■ Try it
Output all of the records exactly, word for word.

(Supplied records Opens)

Issue #1094, opened 2026-07-31
docs: reconcile the two Adepthood<->Creek contract documents; the adepthood copy asserts intimate guarantees Creek does not implement


Geoffe-Ga:
## Context

Raised while writing the #1072 ADR, which had to describe the shipped surface
accurately and found the two published contract documents no longer do.

`docs/decisions/2026-06-30-adepthood-creek-mcp-contract.md` (Creek side) and
`docs/creek-vault-mcp-contract.md` in `Geoffe-Ga/adepthood` (their side) were
written as mirrored drafts. Both are now stale in ways that matter, and the
adepthood copy in particular asserts guarantees Creek does not implement.

## The divergences

**Adepthood's copy asserts things that are false against Creek at HEAD:**

1. **"Adepthood's Aspects, Creek's Frequencies, and the Wavelength phases are
   one vocabulary under three names"**, and the wheel returns "the same shape
   as adepthood's local `WheelBalanceResponse`". Both are wrong. `wheel_tool`
   returns APTITUDE frequency counts/shares over the classified corpus;
   `WheelBalanceResponse` is per-stage aspect *fullness* from Adepthood's own
   curriculum. Creek's `share` is a fraction of the classified corpus summing
   to 1.0 across ten frequencies; Adepthood's `fullness` is per-stage
   completion in `[0, 1]` with no such constraint. Different quantities that
   happen to share a cardinality. The #1072 ADR ratifies the ownership split
   and supersedes this claim.
2. **Decision (b): "`creek.journal` writes of intimate content ... are
   permitted only after the vault's enclave has successfully completed remote
   attestation."** No attestation path exists. `_BoundedFastMCP.call_tool`
   caps every remote consumer at `ceiling=personal` unconditionally
   (`_REMOTE_ADMITTED_CEILINGS`), so an intimate remote write is refused
   before dispatch with no attestation branch to reach. #757 owns the
   confidential path; until it lands, Decision (b) describes a capability that
   is not merely unimplemented but structurally unreachable.
3. **Decision (c): a reflection grounded in intimate content "may return"**
   over an end-to-end-encrypted channel. Same problem: there is no such
   channel, and a remote caller cannot reach intimate content to ground on.
4. **`CONSUMER_ID = "CREEK_MCP_CONSUMER"`** (`backend/src/domain/creek_vault.py:46`)
   is the *environment variable name*, sent as the consumer identity value.
[...]

Issue #1093, opened 2026-07-31
chore(api): tighten the /v1 contract models so the published schema enforces what the ADR states in prose


Geoffe-Ga:
## Context

Found during the Gate-2.5 review of #1072 (the `/v1` contract models). Not a
leak and not a bug today — a set of tightenings that would make the published
contract enforce mechanically what it currently states in prose.

`creek-tools/creek_mcp/api/models.py` is the canonical wire vocabulary for
`/v1`, and `docs/contracts/adepthood-v1/` is the bundle Adepthood vendors. The
whole point of the bundle is that a consumer validating against it gets the
same answer the server would give. Each item below is a place where the
*schema* is looser than the *prose*.

## Items

1. **`TierModel.ceilings` is unbounded.** Typed `list[WireTierCeiling]`, while
   the docstring promises exactly the two members "in ascending breadth". Pin
   with `min_length=2, max_length=2` plus an order validator, so the published
   schema says it.
2. **`CONTRACT_MODELS` is hand-maintained.** Nothing asserts it equals the set
   of `_WireModel` subclasses, so a new model that is never registered is
   silently absent from the bundle. Either derive it from
   `_WireModel.__subclasses__()` or add a test that compares the two.
3. **`write_bundle` overlays rather than prunes.** Its docstring claims "a
   model removed here disappears from the bundle", but a removed or renamed
   model leaves a stale file on disk until someone `git rm`s it. Prune the
   destination first, or correct the docstring.
4. **`OK_STATUS` does not constrain the fields it names.** Three separate
   sources of the string `"ok"` (`OK_STATUS`, and two `Literal["ok"]`
   annotations).
5. **`JournalUpsertRequest.timestamp` has no documented format.** It is
   ISO-8601 in prose only; the schema says `string`. Add a `format`/`pattern`
   or a documented example.
6. **No published model for the `X-Creek-Tier-Ceiling` header.** Nothing
   mechanically forces a future implementer to parse it via `WireTierCeiling`
   (two members) rather than `TierCeiling` (four, including `intimate`/`all`).
   A header model in `CONTRACT_MODELS` would close that.
7. **`FORBIDDEN_API_IMPORTS` covers only four frameworks** (`fastapi`,
   `starlette`, `uvicorn`, `httpx`). Widen to `flask`, `django`, `aiohttp`,
   `sanic`, etc., so the framework-free guarantee is not a whitelist of the
   frameworks we happened to think of.
[...]

Issue #1075, opened 2026-07-31
feat(api): PUT /v1/journal-entries/{external_id} over the shared journal service, with HTTP↔MCP parity tests


Geoffe-Ga:
## Role

Backend engineer replacing the first tracer stub with real behavior, and
proving the two adapters cannot diverge.

## Problem

`PUT /v1/journal-entries/{external_id}` returns `not_implemented` after #1074.
Journal ingest is the one Adepthood capability whose MCP parameter names already
match (`creek_mcp/tools/journal.py:119-129` ↔ `creek_vault_client.py:282-297`),
so it is the lowest-risk vertical to make real — and the one that proves the
"one behavioral implementation" claim is true rather than aspirational.

It is also the **write** path, which is where a bypass would do durable damage:
`journal_ingest_tool` refuses an entry whose tier exceeds the caller's ceiling
*before* staging (`tools/journal.py:168-179`), and audits both the refusal and
the success (`:169-174`, `:212-220`). An HTTP route that called `run_ingest`
directly, or that passed a ceiling the adapter had not admitted, would lose
both guarantees silently.

## Goal

The HTTP route is a parse-and-delegate shim over the **existing**
`journal_ingest_tool`, with idempotency, tier refusal, fragment reference and
audit behavior identical to MCP's — asserted by tests that run the same
scenarios through both adapters.

## Architectural context

HTTP is the Adepthood application adapter; MCP stays the agent adapter; both
call one implementation. If this route contains any privacy, idempotency or
audit logic of its own, the design is wrong — that logic belongs in
`tools/journal.py` where MCP already gets it.

## Proposed tracer

One OPEN-tier entry, sent twice with the same `external_id`, yields
`action: "created"` then `action: "unchanged"`, one fragment, and two audit
records — over HTTP, matching MCP exactly.

## Tasks

- Route handler: validate the request against #1072's model, resolve the
  admitted ceiling from #1073's policy, call `journal_ingest_tool`, project its
  return onto the canonical response model.
- Map `journal_ingest_tool`'s structured refusals onto the canonical error
  taxonomy: blank content/id → `invalid_request`; unknown tier →
  `invalid_request`; tier-exceeds-ceiling → `privacy_refused`; `"vault
  unavailable"` → `temporarily_unavailable`; `"ingest failed: …"` →
  `internal_error` **with the underlying message not echoed** (it can contain
  staged file paths).
- `external_id` arrives as a path segment: reject empty/oversized ids and any
[...]

Issue #1074, opened 2026-07-31
feat(api): authenticated /v1 tracer skeleton — real capabilities endpoint, honest not_implemented routes, generated OpenAPI


Geoffe-Ga:
## Role

Backend engineer wiring a tracer: the thinnest possible end-to-end path that is
honest about what it does and does not yet do.

## Problem

There is no HTTP entry point into Creek. `creek-tools-mcp --transport network`
(`creek-tools/creek_mcp/server.py:804-831`) serves streamable-HTTP MCP and
nothing else. Adepthood cannot begin its client work (Geoffe-Ga/adepthood#2045)
against anything real, and the two repos' only integration test surface today is
each other's imagination — which is how the four-way parameter mismatch
documented in #1071 survived shipping.

## Goal

`creek-tools-api` (or an equivalent documented entry point) starts, requires a
bearer token, serves a **real** `GET /v1/capabilities` built from the canonical
models, exposes journal/reflection/wheel routes that return an unmistakable
`not_implemented` error envelope, and generates OpenAPI. MCP is untouched.

## Architectural context

HTTP is the Adepthood application adapter; MCP stays the agent adapter; both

(Supplied records Closes)

■ Expected answer
Issue #1094, opened 2026-07-31
docs: reconcile the two Adepthood<->Creek contract documents; the adepthood copy asserts intimate guarantees Creek does not implement


Geoffe-Ga:
## Context

Raised while writing the #1072 ADR, which had to describe the shipped surface
accurately and found the two published contract documents no longer do.

`docs/decisions/2026-06-30-adepthood-creek-mcp-contract.md` (Creek side) and
`docs/creek-vault-mcp-contract.md` in `Geoffe-Ga/adepthood` (their side) were
written as mirrored drafts. Both are now stale in ways that matter, and the
adepthood copy in particular asserts guarantees Creek does not implement.

## The divergences

**Adepthood's copy asserts things that are false against Creek at HEAD:**

1. **"Adepthood's Aspects, Creek's Frequencies, and the Wavelength phases are
   one vocabulary under three names"**, and the wheel returns "the same shape
   as adepthood's local `WheelBalanceResponse`". Both are wrong. `wheel_tool`
   returns APTITUDE frequency counts/shares over the classified corpus;
   `WheelBalanceResponse` is per-stage aspect *fullness* from Adepthood's own
   curriculum. Creek's `share` is a fraction of the classified corpus summing
   to 1.0 across ten frequencies; Adepthood's `fullness` is per-stage
   completion in `[0, 1]` with no such constraint. Different quantities that
   happen to share a cardinality. The #1072 ADR ratifies the ownership split
   and supersedes this claim.
2. **Decision (b): "`creek.journal` writes of intimate content ... are
   permitted only after the vault's enclave has successfully completed remote
   attestation."** No attestation path exists. `_BoundedFastMCP.call_tool`
   caps every remote consumer at `ceiling=personal` unconditionally
   (`_REMOTE_ADMITTED_CEILINGS`), so an intimate remote write is refused
   before dispatch with no attestation branch to reach. #757 owns the
   confidential path; until it lands, Decision (b) describes a capability that
   is not merely unimplemented but structurally unreachable.
3. **Decision (c): a reflection grounded in intimate content "may return"**
   over an end-to-end-encrypted channel. Same problem: there is no such
   channel, and a remote caller cannot reach intimate content to ground on.
4. **`CONSUMER_ID = "CREEK_MCP_CONSUMER"`** (`backend/src/domain/creek_vault.py:46`)
   is the *environment variable name*, sent as the consumer identity value.
[...]

Issue #1093, opened 2026-07-31
chore(api): tighten the /v1 contract models so the published schema enforces what the ADR states in prose


Geoffe-Ga:
## Context

Found during the Gate-2.5 review of #1072 (the `/v1` contract models). Not a
leak and not a bug today — a set of tightenings that would make the published
contract enforce mechanically what it currently states in prose.

`creek-tools/creek_mcp/api/models.py` is the canonical wire vocabulary for
`/v1`, and `docs/contracts/adepthood-v1/` is the bundle Adepthood vendors. The
whole point of the bundle is that a consumer validating against it gets the
same answer the server would give. Each item below is a place where the
*schema* is looser than the *prose*.

## Items

1. **`TierModel.ceilings` is unbounded.** Typed `list[WireTierCeiling]`, while
   the docstring promises exactly the two members "in ascending breadth". Pin
   with `min_length=2, max_length=2` plus an order validator, so the published
   schema says it.
2. **`CONTRACT_MODELS` is hand-maintained.** Nothing asserts it equals the set
   of `_WireModel` subclasses, so a new model that is never registered is
   silently absent from the bundle. Either derive it from
   `_WireModel.__subclasses__()` or add a test that compares the two.
3. **`write_bundle` overlays rather than prunes.** Its docstring claims "a
   model removed here disappears from the bundle", but a removed or renamed
   model leaves a stale file on disk until someone `git rm`s it. Prune the
   destination first, or correct the docstring.
4. **`OK_STATUS` does not constrain the fields it names.** Three separate
   sources of the string `"ok"` (`OK_STATUS`, and two `Literal["ok"]`
   annotations).
5. **`JournalUpsertRequest.timestamp` has no documented format.** It is
   ISO-8601 in prose only; the schema says `string`. Add a `format`/`pattern`
   or a documented example.
6. **No published model for the `X-Creek-Tier-Ceiling` header.** Nothing
   mechanically forces a future implementer to parse it via `WireTierCeiling`
   (two members) rather than `TierCeiling` (four, including `intimate`/`all`).
   A header model in `CONTRACT_MODELS` would close that.
7. **`FORBIDDEN_API_IMPORTS` covers only four frameworks** (`fastapi`,
   `starlette`, `uvicorn`, `httpx`). Widen to `flask`, `django`, `aiohttp`,
   `sanic`, etc., so the framework-free guarantee is not a whitelist of the
   frameworks we happened to think of.
[...]

Issue #1075, opened 2026-07-31
feat(api): PUT /v1/journal-entries/{external_id} over the shared journal service, with HTTP↔MCP parity tests


Geoffe-Ga:
## Role

Backend engineer replacing the first tracer stub with real behavior, and
proving the two adapters cannot diverge.

## Problem

`PUT /v1/journal-entries/{external_id}` returns `not_implemented` after #1074.
Journal ingest is the one Adepthood capability whose MCP parameter names already
match (`creek_mcp/tools/journal.py:119-129` ↔ `creek_vault_client.py:282-297`),
so it is the lowest-risk vertical to make real — and the one that proves the
"one behavioral implementation" claim is true rather than aspirational.

It is also the **write** path, which is where a bypass would do durable damage:
`journal_ingest_tool` refuses an entry whose tier exceeds the caller's ceiling
*before* staging (`tools/journal.py:168-179`), and audits both the refusal and
the success (`:169-174`, `:212-220`). An HTTP route that called `run_ingest`
directly, or that passed a ceiling the adapter had not admitted, would lose
both guarantees silently.

## Goal

The HTTP route is a parse-and-delegate shim over the **existing**
`journal_ingest_tool`, with idempotency, tier refusal, fragment reference and
audit behavior identical to MCP's — asserted by tests that run the same
scenarios through both adapters.

## Architectural context

HTTP is the Adepthood application adapter; MCP stays the agent adapter; both
call one implementation. If this route contains any privacy, idempotency or
audit logic of its own, the design is wrong — that logic belongs in
`tools/journal.py` where MCP already gets it.

## Proposed tracer

One OPEN-tier entry, sent twice with the same `external_id`, yields
`action: "created"` then `action: "unchanged"`, one fragment, and two audit
records — over HTTP, matching MCP exactly.

## Tasks

- Route handler: validate the request against #1072's model, resolve the
  admitted ceiling from #1073's policy, call `journal_ingest_tool`, project its
  return onto the canonical response model.
- Map `journal_ingest_tool`'s structured refusals onto the canonical error
  taxonomy: blank content/id → `invalid_request`; unknown tier →
  `invalid_request`; tier-exceeds-ceiling → `privacy_refused`; `"vault
  unavailable"` → `temporarily_unavailable`; `"ingest failed: …"` →
  `internal_error` **with the underlying message not echoed** (it can contain
  staged file paths).
- `external_id` arrives as a path segment: reject empty/oversized ids and any
[...]

Issue #1074, opened 2026-07-31
feat(api): authenticated /v1 tracer skeleton — real capabilities endpoint, honest not_implemented routes, generated OpenAPI


Geoffe-Ga:
## Role

Backend engineer wiring a tracer: the thinnest possible end-to-end path that is
honest about what it does and does not yet do.

## Problem

There is no HTTP entry point into Creek. `creek-tools-mcp --transport network`
(`creek-tools/creek_mcp/server.py:804-831`) serves streamable-HTTP MCP and
nothing else. Adepthood cannot begin its client work (Geoffe-Ga/adepthood#2045)
against anything real, and the two repos' only integration test surface today is
each other's imagination — which is how the four-way parameter mismatch
documented in #1071 survived shipping.

## Goal

`creek-tools-api` (or an equivalent documented entry point) starts, requires a
bearer token, serves a **real** `GET /v1/capabilities` built from the canonical
models, exposes journal/reflection/wheel routes that return an unmistakable
`not_implemented` error envelope, and generates OpenAPI. MCP is untouched.

## Architectural context

HTTP is the Adepthood application adapter; MCP stays the agent adapter; both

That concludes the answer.